|
|
|
|
Il "fascismo" della censura |
|
|
Scriviamo con veemenza
raffrenata questo breve promemoria dei fatti che ci vedono coinvolti. Scriviamo
perché i lettori sappiano cosa talvolta possa celarsi dietro l’apparire
consueto dell’esprimere idee e parole. Perché il lettore sappia. Questo il
principio che anima un giornale. Dunque perché il lettore non sappia, è
necessario che il giornale non viva, non esista. Che il lettore sappia, allora,
che accade gli si neghi la possibilità di conoscere idee e pensiero che altri
non possono-vogliono in alcun modo accettare.
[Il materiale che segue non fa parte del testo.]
PR #2260, opened 2025-01-23
podvm: Fix debug image build issue on s390x

yoheiueda:
This patch fixes the debug image build issue on s390x. 

Currently, I cannot build a debug podvm image on s390x. The following command just build a production podvm image.

```
sudo make image-debug
```

I guess this issue was revealed by this recent change.

https://github.com/confidential-containers/cloud-api-adaptor/commit/6e25be399498f9353e14cb826dba72cd877bdb89#diff-0578158244ea494f1ad5e1970ee5560d1cf6bfc62fd70243bd3a46280a237a14


mkulke (approved):
Oh right, that’s a typo and on an unknown profile it‘ll default to production, thx for catching it.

Euromediterraneo è stato oggetto
di censura, boicottato e gettato via da quelli che sono i nostri consueti punti
di distribuzione (più testimonianza ahinoi ce lo confermano) perché non gradito
ad uno dei massimi rappresentanti delle Amministrazioni politiche locali. È
accaduto a Brindisi. Quando si verificano eventi tanto antidemocratici ed
illiberali un moto di indignazione dovrebbe muovere ogni libera coscienza. La
nostra richiesta di spiegazioni ai politici censuratori, chiara, diretta,
limpida è rimasta inappagata ma piegata e appiattita dai cosiddetti “eventi
inesistenti”. Il “sempre negare” è la regola d’oro delle spiacevoli occasioni.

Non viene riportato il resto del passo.